A further insight arising from the survey is that the majority of firms believe that the firms best positioned to succeed in a post-PSD2 world are the largest incumbent banks and established FinTechs, despite one of the key aims of PSD2 being to increase competition in the market. This is due to the strength of their financial resources, brand, trust and wide existing customer base. FinTech start-ups are seen as more likely to pivot towards B2B business models, partnering with banks to access their customers pools, given high customer acquisition costs and the investment needed to build sufficient scale to become commercially viable. However, it is worth noting that a significant minority of respondents believe that if Google, Apple, Facebook, and Amazon (GAFA) decide to enter the payments market this would be a “game changer” for the industry. In reality, it remains to be seen whether these tech giants have the appetite to fall within reach of the Financial Services regulators, but if they did, they could cause significant disruption for large and small traditional market participants.
To conclude, now is the right time for firms to start bridging the gap between their strategic aspirations and their strategic plans. Although competitive forces may be not be strong initially, they are likely to gain pace rapidly, and firms which have not effectively positioned and differentiated themselves in the market may be left behind.

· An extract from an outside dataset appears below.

PR #607, opened 2026-05-25
[Mbstring] Make mb_convert_encoding($s, $y, 'HTML-ENTITIES') match native output

nicolas-grekas:
Fixes #344

Native `mb_convert_encoding($s, $y, 'HTML-ENTITIES')` decodes every numeric entity, including `&#39;` and the C0/C1 control characters (`&#0;`-`&#31;`, `&#127;`-`&#159;`). The polyfill was delegating to `html_entity_decode($s, ENT_COMPAT, 'UTF-8')` which leaves those untouched.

For further reading on this topic please visit:
- PSD2 and GDPR - friends or foes?
- PSD2 RTS on authentication and communication – EU Commission proposes amendments
- PSD2 – EBA dials up flexibility to achieve a more balanced approach
- PSD2 RTS on authentication and communication | The devil is in the (lack of) details
1Under PSD2, TPPs will be able to connect, with customers’ consent, directly to the customers’ bank details and use the banks’ infrastructure to facilitate payment initiation or account information services. “Access to Account” (XS2A), as it is known, is one of the most significant changes, both strategically and operationally.
2PSD2 SCA is authentication based on the use of two or more elements categorised as knowledge (something only the user knows), possession (something only the user possesses) and inherence (something the user is) that are independent, in that the breach of one does not compromise the reliability of the others, and is designed in such a way as to protect the confidentiality of the authentication data.